Le matin étant venu, le cruel Rictiovarus ordonna de lui présenter les martyrs de Dieu, Rufin et Valère. Lorsqu'ils furent en sa présence, il vit leurs visages couleur de rose et leurs membres tout éclatants de la blancheur des lis, et il dit il ses satellites : « Par le culte de nos dieux, je crois que ces hommes s'adonnent à la magie; ils ne veulent pas rendre leurs devoirs à nos dieux. Et moi je veux qu'ils subissent la sentence capitale, pour empêcher que, par eux, l'armée des chrétiens ne s'accroisse, et qu'ils ne détournent un grand nombre d'adorateurs du culte de nos dieux.» Il ordonna donc de leur lier les mains derrière le dos, et de leur trancher la tête dans un lieu qui paraîtrait convenable pour cette exécution. On les conduisit à sept milles de là, près de la voie publique, sur les bords de la Vesle; et c'est là que ces saints furent décorés de la gloire du martyre, et que l'effusion de leur sang mit fit à leur glorieux combat.
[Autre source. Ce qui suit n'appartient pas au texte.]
PR #1128, opened 2017-12-07
switch prod synclogdb

snopoke:
New synclog DB is up to date so we're ready to make the switch:

image

image


emord:
Wow. that's such a huge difference even though therere are 100k more docs in the new db (I think this is because the new db haven't been pruned?)

looks like the tests have a real failure. (surprised those were good for something)

snopoke:
@emord I'm not sure how long it took. I didn't watch it closely. I'll deploy this next week.

snopoke:
Old DB removed

PR #1134, opened 2017-12-11
pg_dump method for backup

javierwilson:
mostly for very small clusters. needs https://github.com/dimagi/commcarehq-ansible/pull/1104


ansible/roles/pg_backup/tasks/backup_plain_clean.yml
```diff
@@ -14,9 +14,9 @@
   become: true
   cron:
     name: "Backup postgres weekly"
-    job: "/usr/local/sbin/create_postgres_dump.sh weekly 21"
```
calellowitz: looks like this changes the number of backup weeks (the default added is 4, which would make this 28)

javierwilson: true, default should be 3

PR #1137, opened 2017-12-12
monit should be manually started (after-reboot)

javierwilson:
autostarting monit is crazy, since must services need to be started after "after-reboot" is ran (ecrypt mounted)

### DIFF
--- a/ansible/roles/monit/tasks/main.yml
+++ b/ansible/roles/monit/tasks/main.yml
@@ -14,5 +14,7 @@
 
 - name: start monit
   become: yes
-  service: name="monit" state=started enabled=yes
-  tags: monit
+  service: name="monit" state=started enabled=no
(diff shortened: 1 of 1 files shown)


ansible/roles/monit/tasks/main.yml
```diff
@@ -14,5 +14,7 @@
 
 - name: start monit
   become: yes
-  service: name="monit" state=started enabled=yes
-  tags: monit
+  service: name="monit" state=started enabled=no
```
snopoke: why the change from `enabled=yes` to `enabled=no`?

javierwilson: enabled means autostart, if we start monit as soon as ubuntu boots (with no other service started) monit will keep trying and failing to start services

Quelque temps après, lorsqu'on voulut transférer leurs corps dans la ville de Reims, on les plaça sur des brancards, au milieu des chÏurs du prêtres et d'un peuple nombreux. Lorsqu'on fut arrivé en un certain lieu, le poids des saints corps devint si lourd, qu'on ne pouvait plus les mouvoir. Et c'est là que Dieu voulut que les glorieux martyrs reposassent en paix, en ce même lieu où ils avaient coutume de distribuer d'abondantes aumônes aux indigents. Gloire en soit à notre Seigneur Jésus Christ, qui, avec le Père et le saint Esprit, vit et règne dans les siècles des siècles. Amen.